> **WHAT TO WORK ON**: Take the lines from the beginning of the data below through the line holding "IIRC the investigation" and return exactly those.

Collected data

---+---

Issue #138, opened 2023-07-20
[BUG] Metadata sheet ISA terms are sometimes nested, sometimes not


omaus:
**Describe the bug**
In XLSX metadata sheets, terms are sometimes nested and sometimes not:

Nested:
![image](https://github.com/nfdi4plants/ISADotNet/assets/47781170/ee53e001-83de-4ab3-b5b7-c0e9c7968370)
Here: Investigation file: e.g. `INVESTIGATION` -> `INVESTIGATION PUBLICATIONS` -> `Investigation Publication Title`

Not nested:
![image](https://github.com/nfdi4plants/ISADotNet/assets/47781170/f81bfe92-048f-4cf5-922a-baf6011ce3e2)
Here: Assay file: e.g. `ASSAY PERFORMERS` -> `First Name`

**Expected behavior**
Shouldn't this be nested as well in Assay file? Or not nested in Investigation file and Study file?

CC: @kMutagene

kMutagene:
> Shouldn't this be nested as well in Assay file? Or not nested in Investigation file and Study file?

IIRC the investigation file looks exactly the same way that files created by original isa tooling look like. For the study metadata section (which is new in the arc, not included in original isa) we follow this scheme, but break it in the assay file.
 
So i think the assay metadata section should look like this:

```
ASSAY METADATA
Asssay Measurement Type
Asssay Measurement Type Term Accession Number
Asssay Measurement Type Term Source REF
Asssay Technology Type
Asssay Technology Type Term Accession Number
Asssay Technology Type Term Source REF
Asssay Technology Platform
Asssay File Name
ASSAY PERFORMERS
Asssay  Performer Last Name
Asssay  Performer First Name
Asssay  Performer Mid Initials
Asssay  Performer Email
Asssay  Performer Phone
Asssay  Performer Fax
Asssay  Performer Address
Asssay  Performer Affiliation
Asssay  Performer Roles
Asssay  Performer Roles Term Accession Number
Asssay  Performer Roles Term Source REF
```

kMutagene:
For future reference, I found more inconsistencies:

- the metadata sheet names are different: for Investigation, it is `isa_investigation`, while for Study/Assay it is `Study`/`Assay` 
  --> i propose `isa_assay`/`isa_study` for Study/Assay as names for metadata sheets

[...]

PR #140, opened 2023-07-27
#138: add uniform metadata sheet names

kMutagene:
add uniform metadata sheet names for study and assay metadata sheets, adapt parser logic

you do not seem to have excel IO tests, I guess that's because they are hard to translate with JS test logic. So i could not add tests for this.

I also saw that there is no sheet name logic for parsing investigation files, for investigations just the first sheet is taken:

https://github.com/nfdi4plants/ISADotNet/blob/0e05fb4ba8b2d99af68141ffe632f40f36df3a22/src/ISA/ISA.Spreadsheet/InvestigationFile/Investigation.fs#L192-L200

that might be error-prone.


HLWeil:
Tests are planned for this. Currently there are only tests for either metadata or annotation table sheets. But it should easily possible to combine them into a test that parsed a full workbook instead of only the FsWorksheets. Maybe you could include this in this PR?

---+---

> **WRITTEN REPLY**:
Issue #138, opened 2023-07-20
[BUG] Metadata sheet ISA terms are sometimes nested, sometimes not


omaus:
**Describe the bug**
In XLSX metadata sheets, terms are sometimes nested and sometimes not:

Nested:
![image](https://github.com/nfdi4plants/ISADotNet/assets/47781170/ee53e001-83de-4ab3-b5b7-c0e9c7968370)
Here: Investigation file: e.g. `INVESTIGATION` -> `INVESTIGATION PUBLICATIONS` -> `Investigation Publication Title`

Not nested:
![image](https://github.com/nfdi4plants/ISADotNet/assets/47781170/f81bfe92-048f-4cf5-922a-baf6011ce3e2)
Here: Assay file: e.g. `ASSAY PERFORMERS` -> `First Name`

**Expected behavior**
Shouldn't this be nested as well in Assay file? Or not nested in Investigation file and Study file?

CC: @kMutagene

kMutagene:
> Shouldn't this be nested as well in Assay file? Or not nested in Investigation file and Study file?

IIRC the investigation file looks exactly the same way that files created by original isa tooling look like. For the study metadata section (which is new in the arc, not included in original isa) we follow this scheme, but break it in the assay file.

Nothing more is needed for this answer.